Abstract - The strong principle of equivalence is usually formulated as an assertion that in a sufficiently small, freely falling laboratory the gravitational fields surrounding the laboratory cannot be detected. We show that this is false by presenting several simple examples of phenomena which may be used to detect the gravitational field through its tidal effects: we show that these effects are, in fact, local (observable in an arbitrarily small region). [...]

 

 

In the pdf you sent me, the author describes a physical process of measuring curvature using measurements taken at two spatially separated points, and then shows that the space could be reduced arbitrarily.

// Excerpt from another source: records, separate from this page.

PR #81, opened 2021-03-18
added branch length to newick generation and itol plotting

richardyz98:
Hi,
Here I've implemented the functionality for to_newick to add branch lengths to the outputted string, and also fixed some logic in the main itol plotting function to make it handle taking in an api_key and project_name correctly.

Thanks!

### DIFF
--- a/cassiopeia/data/CassiopeiaTree.py
+++ b/cassiopeia/data/CassiopeiaTree.py
@@ -776,7 +776,7 @@ class CassiopeiaTree:
         """Returns newick format of tree.
         
         Args:
-            record_edge_weights: Whether to record branch lengths on the tree
+            record_branch_lengths: Whether to record branch lengths on the tree
             in the newick string
 
         Returns:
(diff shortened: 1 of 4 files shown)


cassiopeia/data/CassiopeiaTree.py
```diff
@@ -772,9 +772,17 @@ def leaves_in_subtree(self, node) -> List[str]:
...
         ]
 
-    def get_newick(self) -> str:
-        """Returns newick format of tree."""
-        return utilities.to_newick(self.__network)
+    def get_newick(self, record_branch_lengths = False) -> str:
+        """Returns newick format of tree.
+        
+        Args:
+            record_edge_weights: Whether to record branch lengths on the tree
```
mattjones315, line 779: documentation is off -- this should be `record_branch_lengths`.

mattjones315 (commented):
Looks good! Just need to change that one little documentation issue.

mattjones315 (approved):
thanks for fixing this, let's merge it in!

But then the author admits that there are practical limits to reducing the size of the apparatus due to "quantum properties" of materials.

 

This means it is not physically possible to practically measure curvature in an arbitrarily small space due to limitations of the instruments, but wouldn't any theoretically ideal measurements themselves also have "quantum properties" that make them undefined at arbitrarily small distances?

 

What is the point of using a definition of curvature that is well-defined at a point, and so claim that that mathematical definition corresponds to physical reality even at that point, when quantum mechanics suggests that such a definition breaks down at sufficiently small distances? We don't have an accepted theory of quantum gravity, so why would anyone talk about GR as valid "locally" even at small enough distances that it doesn't work at, where QM is needed to describe reality at such distances? Isn't that simply a case of ignoring the incompatibility of GR and QM at all scales, and pretending that one is valid anyway at all scales?

 

 

 

 

Edit: I think I understand that the limit of measured curvature approaches the curvature defined at the point, as the distance between measurements approaches 0... but that this does not correspond to reality due to "quantum properties".

 

To revise my main speculation in this thread, I would say: "There are no local effects of spacetime curvature." Except perhaps in case of singularities? Also excepting any results that might be predicted by a hypothetical quantum theory of gravity that incorporates spacetime curvature.